If you compair the GPU in the A8 to the A10 there isn't a huge difference:

A8 GPU: PassMark - Radeon HD 7560D - Price performance comparison

A10 GPU: PassMark - Radeon HD 7660D - Price performance comparison

As you see there isn't a crazy jump.

Far Cry 3 on the otherhand wants a Recommended GPU of a AMD Radeon HD 5770: PassMark - Radeon HD 5770 - Price performance comparison


----------



## Amd_Man (Jan 27, 2009)

*Re: Building that low end PC*

I haven't logged in here to help in a while for reasons, but I have to steer you in the right direction. The Athlon II X4 750K Black Edition is indeed a socket FM2 processor and not AM3+.
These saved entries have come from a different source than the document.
PR #1886, opened 2023-07-12
enh (api/service template): Handle all properties on the PATCH API endpoint

callapa:
## Description

Handle all properties on the PATCH API endpoint

## Type of change

## Target serie

- [ ] 21.10.x
- [ ] 22.04.x
- [ ] 22.10.x
- [ ] 23.04.x
- [x] 23.10.x (master)

### DIFF
--- a/centreon/src/Core/ServiceTemplate/Domain/Model/NewServiceTemplate.php
+++ b/centreon/src/Core/ServiceTemplate/Domain/Model/NewServiceTemplate.php
@@ -39,11 +39,11 @@ class NewServiceTemplate
                  MAX_ACTION_URL_LENGTH = 65535,
                  MAX_ICON_ALT_LENGTH = 200;
 
+    protected string $className;
+
     private string $name;
 
     private string $alias;
-
-    private string $className;
 
     /** @var string[] */
     private array $commandArguments = [];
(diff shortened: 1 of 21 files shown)


abuathier (approved):

centreon/src/Core/ServiceTemplate/Domain/Model/NewServiceTemplate.php
```diff
@@ -147,11 +147,10 @@ public function __construct(
      */
     public function setName(string $name): void
     {
-        $name = preg_replace('/\s{2,}/', ' ', $name);
+        $name = ServiceTemplate::formatName($name);
```
abuathier, line 150: `$name` is th parameter name of the method dans is a `string`
But `::formatName()` can return `null|string`, then we can have a `null` inside the original `$name` variable.
It can be weird, I suggest something like that to avoid misunderstanding : 
```suggestion
        $name = ServiceTemplate::formatName($name)
            ?? throw AssertionException::notNull($this->className . '::name');
```

callapa: I don't see where there's any misunderstanding, as the condition `$name === null` is, in my opinion, sufficiently explicit.

wtermellil (approved):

AMD Athlon II X4 750k (AD750KWOHJBOX) Details


----------



## tanveerahmed2k (Jan 25, 2011)

*Re: Building that low end PC*

Ok I was confused all this time it said FM2 but masterchef said it was am3+ which had me confused

*new list*

OK Change of plan yet again I'm convinced by the
CPU *AMD Athlon II X4 750k*
HDD Seagate 1TB Barracuda 3.5" SATA-III Hard Drive.. | Ebuyer.com	£52.98
G-Skill 8GB (2x4GB) DDR3 1600Mhz RipjawsX Memory Kit.. | Ebuyer.com £33.36
Xfx Proseries 550w Power Supply Unit (core Edition) | Ebuyer.com £54.50

mobo ~unknown~
Case ~unknown~

Sapphire HD 7750 1GB GDDR5 DVI HDMI DisplayPort PCI-E.. | Ebuyer.com
OR is it worth that extra £10?!?
should I push it?!?!
1GB Sapphire HD7770 GHZ EDITION - 11201-17-20G - Scan.co.uk

I just want a cheap mobo that does the job decently to be honest I am looking to save money as possible


----------



## Masterchiefxx17 (Feb 27, 2010)

*Re: Building that low end PC*

I linked you both a Mobo and Case:

Newegg.com - GIGABYTE GA-F2A85X-D3H FM2 AMD A85X (Hudson D4) HDMI SATA 6Gb/s USB 3.0 ATX AMD Motherboard with UEFI BIOS
Newegg.com - Antec Gaming Series One Black Steel ATX Mid Tower Computer Case

As for the GPU I personally would spend the extra $10 but its up to you. Both will work fine.


----------



## Tyree (May 10, 2009)

*Re: Building that low end PC*

Have you looked at our suggested build list? It would save a lot of time and no worries about compatibility or quality: http://www.techsupportforum.com/for...ams-recommended-new-builds-2012-a-668661.html


----------



## tanveerahmed2k (Jan 25, 2011)

*Re: Building that low end PC*



Tyree said:


> Have you looked at our suggested build list? It would save a lot of time and no worries about compatibility or quality: http://www.techsupportforum.com/for...ams-recommended-new-builds-2012-a-668661.html


I haven't actually I forgot but I looked now and the build dont suit me, mine is slightly better than the £300 AMD Build



Masterchiefxx17 said:


> I linked you both a Mobo and Case:
> 
> Newegg.com - GIGABYTE GA-F2A85X-D3H FM2 AMD A85X (Hudson D4) HDMI SATA 6Gb/s USB 3.0 ATX AMD Motherboard with UEFI BIOS
> Newegg.com - Antec Gaming Series One Black Steel ATX Mid Tower Computer Case
> ...


Ok I will spend the extra 10 on the GPU farcry3 is worth it but the links you gave me are on a american website I can't order from there ?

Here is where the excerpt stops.